Could someone explain me that please?


----------



## themadprogramer

yerine koymak is an idiom which means to "see as" or "act as if ... is"

adam yerine koymak should mean "to see as a man" and in some contexts it does. But in this case it means to "take seriously" hope that made sense


----------



## FlyingBird

i know what adam yerine koymak mean, but you didnt understand my question.
i ask this:



FlyingBird said:


> Only thing i dont understand why koyduklarımızın and not koyanlarımızın?
> 
> i know what yaptıklarımız, söylediklerimiz and so mean, but here koyduklarımız mean totally different.


----------



## themadprogramer

koyduklarımızın  -> Those we put in
koyanlarımızın -> Those who put us in.

It's the exact reverse.


----------



## FlyingBird

Ahmet Akkoç said:


> koyduklarımızın  -> Those we put in
> koyanlarımızın -> Those who put us in.
> 
> It's the exact reverse.


yes i already know that.
But than why guy said koyduklarımızın and not koyanlarımızın?
it have no sense.

Biz Türkiye'de sadece adam yerine koyduklarımızın yüzüne bakarız. 
this sentence have no sense. but i am 100% sure i heard like that.


----------



## Black4blue

On the contrary, _koyduklarımızın_ is the one that makes sense.

As Ahmet Akkoç said,

*koyduklarımız --> People whom we put* (_We put them to "adam yeri" / We take them seriously_) Burada, biz adam yerine koyuyoruz.*
koyanlar(ımız) --> (Our) People who put* (_They put -who?- to "adam yeri" / They take -who?- seriously_) Burada ise, bahsettiğimiz insanlar birilerini adam yerine koyuyor.

So our result is:
_
Biz Türkiye'de sadece adam yerine koyduklarımızın yüzüne bakarız. --> We, in Turkey, look at the faces of the ones who *we* take seriously._

Let's see your sentence:

_Biz Türkiye'de sadece adam yerine *koyanlarımızın* yüzüne bakarız._ --> This dosn't make sense and does look weird.

_Biz Türkiye'de sadece (birilerini?, bizi?) adam yerine *koyanların* yüzüne bakarız._ --> This is possible but has a different meaning.
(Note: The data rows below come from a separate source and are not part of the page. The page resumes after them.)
PR #2823, opened 2022-09-22
feat(cypress): use `cy.session` and add new command `cy.loginToMerchantCenter` 🚀

emmenko:
See changeset for more info.

### DIFF
--- a/.changeset/bright-peaches-fetch.md
+++ b/.changeset/bright-peaches-fetch.md
@@ -2,17 +2,14 @@
 '@commercetools-frontend/cypress': minor
 ---
 
-Add new command `cy.loginByForm`.
+Implement [`cy.session`](https://www.cypress.io/blog/2021/08/04/authenticate-faster-in-tests-cy-session-command/) in the login commands, which caches and restores the user session between test runs.
+This ultimately results in subsequent tests to run much faster (by restoring the previous session) and makes the test behave as if the user is already authenticated.
 
-This command uses the [Cypress functionality to test across origins](https://cypress.io/blog/2022/04/25/cypress-9-6-0-easily-test-multi-domain-workflows-with-cy-origin/), available from Cypress `v9.6.0`.
+Make sure to have the option `experimentalSessionAndOrigin` turned on (in your Cypress config) to enable that.
 
-For Custom Applications it allows to authenticate the user via the login form (instead of authenticating the user in the background using the API), by following the redirect to the login page (different origin), filling out the form and redirecting back to `localhost`.
+Additionally, there is a new command `cy.loginToMerchantCenter` as a replacement of `cy.loginByOidc` (marked as _deprecated_).
 
-In addition to that, both commands `cy.loginByForm` and `cy.loginByOidc` implement [`cy.session`](https://www.cypress.io/blog/2021/08/04/authenticate-faster-in-tests-cy-session-command/), which caches and restores the user session between test runs.
-This ultimately results in subsequent tests to run much faster as the test starts as if the user is already authenticated.
+The `cy.loginToMerchantCenter` command detects whether the application is running on localhost or on production and choses the appropriate login mechanism.
 
-Make sure to have the option `experimentalSessionAndOrigin` turned on to benefit from using `cy.session` and `cy.origin`.
-If the option is turned off:
-
-- The `cy.loginByOidc` command will log a warning and fall back to not using `cy.session`.
-- The `cy.loginByForm` command will fail to run.
+- When the application runs locally, the same mechanism used in the `cy.loginByOidc` is used.
+- When the application runs on production, a normal login flow is used where the user credentials are typed into the login form.
--- a/.changeset/bright-peaches-fetch.md
+++ b/.changeset/bright-peaches-fetch.md
@@ -9,7 +9,7 @@ Make sure to have the option `experimentalSessionAndOrigin` turned on (in your C
 
 Additionally, there is a new command `cy.loginToMerchantCenter` as a replacement of `cy.loginByOidc` (marked as _deprecated_).
 
-The `cy.loginToMerchantCenter` command detects whether the application is running on localhost or on production and choses the appropriate login mechanism.
+The `cy.loginToMerchantCenter` command detects whether the application is running on localhost or on production and chooses the appropriate login mechanism.
 
 - When the application runs locally, the same mechanism used in the `cy.loginByOidc` is used.
 - When the application runs on production, a normal login flow is used where the user credentials are typed into the login form.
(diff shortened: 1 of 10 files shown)


ahmehri (approved):
💯

emmenko:
So I have good and bad news.

Let's start from the bad news:
* The e2e tests on CI were failing inconsistently between the Playground app and the Starter apps. I spent some time trying to debug the issues without much success only then to discover that the `cy.origin` logic was only working in the Playground app but not in the Starter apps. The only difference between them is that the Playground app uses Vite and the Starter apps use Webpack. For some unknown reason the `cy.origin` logic works correctly when the redirect is initiated by the Vite app but not for the Webpack apps.
* As a result, using `cy.origin` is out of question at the moment.

On the other hand, here's the good news:
* The improvements for caching/restoring the session via `cy.session` are still valid and work for both apps. I tested this already in our internal apps and it also works as expected. So that's already a big improvement.
* The `cy.loginByOidc` command was only used for applications running on localhost. However, for production apps the logic flow (via login form) can be used because there is no cross-origin redirect in-between. Therefore, we now have a new command `cy.loginToMerchantCenter` that automatically choses the better login flow based on the `baseUrl` value (localhost or not). This will simplify our setup for our internal apps but also allow anyone to easily test the login for applications running on production.

.changeset/bright-peaches-fetch.md
```diff
@@ -0,0 +1,15 @@
...
+---
+
+Implement [`cy.session`](https://www.cypress.io/blog/2021/08/04/authenticate-faster-in-tests-cy-session-command/) in the login commands, which caches and restores the user session between test runs.
+This ultimately results in subsequent tests to run much faster (by restoring the previous session) and makes the test behave as if the user is already authenticated.
+
+Make sure to have the option `experimentalSessionAndOrigin` turned on (in your Cypress config) to enable that.
+
+Additionally, there is a new command `cy.loginToMerchantCenter` as a replacement of `cy.loginByOidc` (marked as _deprecated_).
+
+The `cy.loginToMerchantCenter` command detects whether the application is running on localhost or on production and choses the appropriate login mechanism.
```
ahmehri, line 12:
```suggestion
The `cy.loginToMerchantCenter` command detects whether the application is running on localhost or on production and chooses the appropriate login mechanism.
```

packages/cypress/add-commands/index.d.ts
```diff
@@ -1,13 +1,29 @@
 declare namespace Cypress {
   interface Chainable<Subject> {
+    /**
+     * Log into the Custom Application.
+     * The command detects whether the application is running on localhost or on production
+     * and choses the appropriate login mechanism.
```
ahmehri, line 6:
```suggestion
     * and chooses the appropriate login mechanism.
```

packages/cypress/src/add-commands/login.ts
```diff
@@ -0,0 +1,285 @@
...
+        cy.url().should('include', commandOptions.initialRoute);
+      }
+    });
+  });
+}
+
+// Utilities
+
+function validateUserSession(mcApiUrl: string) {
+  // Validate that the session in valid by sending the `amILoggedIn` request.
```
ahmehri, line 260:
```suggestion
  // Validate that the session is valid by sending the `amILoggedIn` request.
```

ddouglasz (approved):
Looks good!

tdeekens (approved):

packages/cypress/src/add-commands/login.ts
```diff
@@ -0,0 +1,290 @@
...
+   */
+  login?: LoginCredentials;
+};
+// Alias for backwards compatibility
+export type CommandLoginByOidcOptions = CommandLoginOptions;
+
+function loginByForm(commandOptions: CommandLoginOptions) {
+  if (isLocalhost()) {
+    throw new Error(
+      `At the moment, the "loginByForm" command only works when testing a Merchant Center production URL. Testing an application running on localhost is not supported due to issues with "cy.origin".`
```
CarlosCortizasCT, line 62: **nit**: the message seems a little confusing to me as it says we can't test an application running locally.
```suggestion
      `At the moment, the "loginByForm" command only works when testing a Merchant Center production URL. Using form login in an application running on localhost is not supported due to issues with "cy.origin".`
```

packages/cypress/src/add-commands/login.ts
```diff
@@ -0,0 +1,290 @@
...
+
+    // Log loaded application config for debugging purposes.
+    Cypress.log({
+      displayName: 'task',
+      name: 'customApplicationConfig',
+      message: appConfig,
+    });
+
+    const userCredentials = commandOptions.login ?? {
+      email: Cypress.env('LOGIN_EMAIL') ?? Cypress.env('LOGIN_USER'),
```
CarlosCortizasCT, line 90: **nit**: If user has something like this in his env file:
```
LOGIN_EMAIL=""
LOGIN_USER="sam@nowhere.com"
```
I would expect `LOGIN_USER` to be used but `LOGIN_EMAIL`.

This might happen in there are several `env` files (local, global, ...) and user is trying to override values.

Perhaps we can update this line to be like:
```suggestion
      email: Cypress.env('LOGIN_EMAIL') || Cypress.env('LOGIN_USER'),
```

packages/cypress/src/add-commands/login.ts
```diff
@@ -0,0 +1,290 @@
...
+      cy.session(sessionKey, authCallback, {
+        validate() {
+          validateUserSession(appConfig.mcApiUrl);
+        },
+      });
+    } else {
+      cy.log(
+        `We recommend turning on the flag "experimentalSessionAndOrigin" to be able to use "cy.session" and thus reduce the time to log in between tests.`
+      );
+      authCallback();
```
CarlosCortizasCT, line 132: **nit**: I was wondering why we don't validate the user session in this code branch. Is it for performance reasons? (we don't want to validate the session on every login of every test when we're not leveraging session caching)

CarlosCortizasCT (approved):
LGTM 👌

packages/cypress/src/add-commands/login.ts
emmenko: Good point, thanks for noticing!

packages/cypress/src/add-commands/login.ts
emmenko: You mean to manually call `validateUserSession` part?

I haven't thought about it, good point. In theory validating the session is not strictly required. I assume the tests will fail anyway if there is no session.

Do you think it would make sense to do it here as well?

CarlosCortizasCT: If tests will fail anyway when login did not succeed, I guess I would remove that validation from the other code branch.
What was confusing for me is that we are only running the validating when using the cached session. I see this is done to ensure the reused session is still valid but it seems the test will fail in that case.

PR #2831, opened 2022-09-28
CON-1014: Add missing countries

bradd123:
#### Summary

There is a mismatch between the countries available on the backend and frontend. We are working on a feature where we use countries as a filter for pricing. For this, we need to add some missing countries.

#### Description

These countries are here for legacy reasons. Removing these countries on the backend is a breaking change. To continue forward with the feature, we decided to add these missing countries. There are no changes to the existing data. We are just adding extra countries to the list.


packages/l10n/scripts/missing-countries.js
```diff
@@ -0,0 +1,82 @@
+const missingCountries = {
```
emmenko, line 1: Let's add some comments here to explain a bit the context.

For instance, that these are legacy countries and do not exist anymore.

packages/l10n/scripts/generate-l10n-data.js
```diff
@@ -69,6 +89,7 @@ const extractCountryDataForLocale = (locale) => {
   const countryNames = {
     ...cldr.extractTerritoryDisplayNames(locale),
     ...getNorthernIrelandCountryCode(locale),
```
emmenko, line 91: Can you integrate this with the `missing-countries.js`?

emmenko (commented):
Wondering if it would make sense to expose (from the `l10n` package) a constant with a list of the "legacy" countries.

Consumers (like the MC) can use that list to have some special logic around these countries, for example:
* Preventing to select a country that is in that list.
* Showing the country as "legacy", so users could actively change that.

packages/l10n/scripts/missing-countries.js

As I said above, it would mean "We, in Turkey, look at the faces of the ones who take (someone?, us?) seriously."


Hope it helps.


----------



## Akinci

_Biz Türkiye'de sadece adam yerine koyduklarımızın yüzüne bakarız. --> We, in Turkey, only look at the faces of the ones who *we* put in the rank of manhood (take seriously)_


----------



## Akinci

_Biz Türkiye'de sadece adam yerine koyduklarımızın yüzüne bakarız. --> We, in Turkey, only look at the faces of the ones *WHOM **we* put in the rank of manhood (take seriously)_


----------



## FlyingBird

thank you now its better


----------